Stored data
------------

PR #47, opened 2021-01-27
Remove kill callbacks from colocation tests

krfricke:
This will hopefully deflake the colocation tests

### DIFF
--- a/xgboost_ray/tests/conftest.py
+++ b/xgboost_ray/tests/conftest.py
@@ -57,8 +57,9 @@ def _ray_start_cluster(**kwargs):
 
 
 # This fixture will start a cluster with empty nodes.
-@pytest.fixture
+@pytest.fixture(scope="class")
 def ray_start_cluster(request):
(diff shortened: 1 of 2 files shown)


amogkam:
Hey @krfricke if these tests are flaky with the kill callback, then doesn't that mean there's a problem with the functionality? These should be passing even with worker failures, right?

krfricke:
So the error that comes up is usually that actors cannot be scheduled because resources aren't ready, and this might actually be a core issue. It also seems to come up in the `latest` release and not in the `nightly`.

Generally I'd argue that we want to keep the tests atomic - i.e. if we check colocation, just check colocation. If we check fault tolerance, just check fault tolerance. I'm happy to add another test that combines both but we might want to do this in a separate PR.

krfricke:
(This would probably be just a PR for using Ray Tune + Fault tolerance)

amogkam (approved):
Got it, makes sense. The tune fault tolerance test sounds like a good idea.

PR #52, opened 2021-02-04
Limit number of parallel GHA runs, print env info in tests

krfricke:
Unfortunately GHA runs are sometimes aborted due to memory limits. Reducing the number of concurrent trials increases our test time to 2x, but at least these errors stop coming up.

### DIFF
--- a/.github/workflows/test.yaml
+++ b/.github/workflows/test.yaml
@@ -29,12 +29,14 @@ jobs:
     timeout-minutes: 12
     strategy:
       matrix:
-        python-version: [3.7, 3.8]
+        python-version: [3.6.9, 3.7, 3.8]
         include:
+          - python-version: 3.6.9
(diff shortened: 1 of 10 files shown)


krfricke:
Well, it seems it doesn't solve the problem. Consider this a draft PR, I'll look into how to fix this later

amogkam (approved):
Interesting- great catch!

amogkam:
Though it still looks like 2 of the jobs are failing.

krfricke:
Yes :-( Maybe we can move this to buildkite?

krfricke:
I don't think this is related to that, the tests were flaky before that change. I mean, we can try, I'll create a revert PR just in case

krfricke:
Doesn't seem to be possible from within GitHub. I might try it manually tomorrow

amogkam:
@krfricke should we merge this?

krfricke:
Yeah let's do it, though it doesn't solve the problem completely. But it is a good start in any case. Thanks for reminding me!

PR #54, opened 2021-02-10
Tune reporting

krfricke:
Currently, we are reporting results from every actor. This leads to a double reports and a blown up iteration count. Instead, we should just report results from the 0 rank actor.


amogkam (approved):
This is great, thanks!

------------

Type out the entries once more, precisely.

PR #47, opened 2021-01-27
Remove kill callbacks from colocation tests

krfricke:
This will hopefully deflake the colocation tests

### DIFF
--- a/xgboost_ray/tests/conftest.py
+++ b/xgboost_ray/tests/conftest.py
@@ -57,8 +57,9 @@ def _ray_start_cluster(**kwargs):
 
 
 # This fixture will start a cluster with empty nodes.
-@pytest.fixture
+@pytest.fixture(scope="class")
 def ray_start_cluster(request):
(diff shortened: 1 of 2 files shown)


amogkam:
Hey @krfricke if these tests are flaky with the kill callback, then doesn't that mean there's a problem with the functionality? These should be passing even with worker failures, right?

krfricke:
So the error that comes up is usually that actors cannot be scheduled because resources aren't ready, and this might actually be a core issue. It also seems to come up in the `latest` release and not in the `nightly`.

Generally I'd argue that we want to keep the tests atomic - i.e. if we check colocation, just check colocation. If we check fault tolerance, just check fault tolerance. I'm happy to add another test that combines both but we might want to do this in a separate PR.

krfricke:
(This would probably be just a PR for using Ray Tune + Fault tolerance)

amogkam (approved):
Got it, makes sense. The tune fault tolerance test sounds like a good idea.

PR #52, opened 2021-02-04
Limit number of parallel GHA runs, print env info in tests

krfricke:
Unfortunately GHA runs are sometimes aborted due to memory limits. Reducing the number of concurrent trials increases our test time to 2x, but at least these errors stop coming up.

### DIFF
--- a/.github/workflows/test.yaml
+++ b/.github/workflows/test.yaml
@@ -29,12 +29,14 @@ jobs:
     timeout-minutes: 12
     strategy:
       matrix:
-        python-version: [3.7, 3.8]
+        python-version: [3.6.9, 3.7, 3.8]
         include:
+          - python-version: 3.6.9
(diff shortened: 1 of 10 files shown)


krfricke:
Well, it seems it doesn't solve the problem. Consider this a draft PR, I'll look into how to fix this later

amogkam (approved):
Interesting- great catch!

amogkam:
Though it still looks like 2 of the jobs are failing.

krfricke:
Yes :-( Maybe we can move this to buildkite?

krfricke:
I don't think this is related to that, the tests were flaky before that change. I mean, we can try, I'll create a revert PR just in case

krfricke:
Doesn't seem to be possible from within GitHub. I might try it manually tomorrow

amogkam:
@krfricke should we merge this?

krfricke:
Yeah let's do it, though it doesn't solve the problem completely. But it is a good start in any case. Thanks for reminding me!

PR #54, opened 2021-02-10
Tune reporting

krfricke:
Currently, we are reporting results from every actor. This leads to a double reports and a blown up iteration count. Instead, we should just report results from the 0 rank actor.


amogkam (approved):
This is great, thanks!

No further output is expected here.